I don’t make a large salary.”
“Did you expect to cash in—that is, get rich—from marrying Keith Herman?”
“I knew he had money. But the only thing that was important to me was that we had a real relationship, with holidays together, and that I could be with Lily. I wanted to be able to go out into the open, to stop feeling bad because I loved someone else’s husband. And when I saw that I couldn’t have that, I tried to break it off with Keith many, many times.”
“And Keith pursued you, isn’t that right?”
“Yes.”
“You testified that you changed your phone number. You moved out of your home.”
“Yes.”
“On the weekend of February twenty-eighth through March first, were you with the defendant?”

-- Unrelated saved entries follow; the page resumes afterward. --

PR #1024, opened 2026-02-21
Fix revert button to actually discard changes on staged files

### LINKED ISSUE #1022: [bug]: Revert button only unstages files instead of reverting changes
### Bug Description

The "Revert file changes" button (undo icon) doesn't actually revert file changes when the file is staged. It just unstages the file, which is redundant since there's already a separate unstage button (minus icon).

### Steps to Reproduce

1. Open a task and modify a file in the code editor
2. Stage the file using the plus icon
3. Click the revert button (circular arrow icon) next to the file
4. The file gets unstaged but the changes are still there

**Actual:** Clicking revert on a staged file only unstages it, keeping all the changes in the working directory.

**Expected:** Revert should discard all uncommitted changes and restore the file to the last committed version, regardless of whether it's staged or not.

### emdash Version

latest

### Operating System

macOS

### Additional Context

The tooltip correctly says "Discard all uncommitted changes to this file and restore it to the last committed version", but the implementation was only unstaging staged files instead of actually reverting them.

thisisharsh7:
The "Revert file changes" button wasn't working correctly for staged files. It would only unstage them instead of actually discarding the changes, making it functionally identical to the unstage button.

fixes #1022

### DIFF
--- a/src/main/services/GitService.ts
+++ b/src/main/services/GitService.ts
@@ -166,23 +166,6 @@ export async function revertFile(
   taskPath: string,
   filePath: string
 ): Promise<{ action: 'unstaged' | 'reverted' }> {
-  // Check if file is staged
-  try {
-    const { stdout: stagedStatus } = await execFileAsync(
-      'git',
-      ['diff', '--cached', '--name-only', '--', filePath],
-      {
-        cwd: taskPath,
-      }
-    );
-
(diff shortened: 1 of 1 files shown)


arnestrickmann:
Thank you for  addressing this issue! @thisisharsh7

“No. I was not. I was alone in the hunting cabin my father left me in Oroville. I don’t have a TV there. I don’t even get a cell phone signal. I just wanted to be by myself.”
“So when the defense tells the court that Keith Herman was with you the weekend his wife and daughter were murdered, that’s a lie, isn’t it?”
The witness winced ever so slightly. Yuki took it to mean that Lynnette still loved Keith Herman.
“Yes,” she said. “That’s a lie.”
“Thank you, Ms. Lagrande. I have nothing more for this witness, Your Honor.”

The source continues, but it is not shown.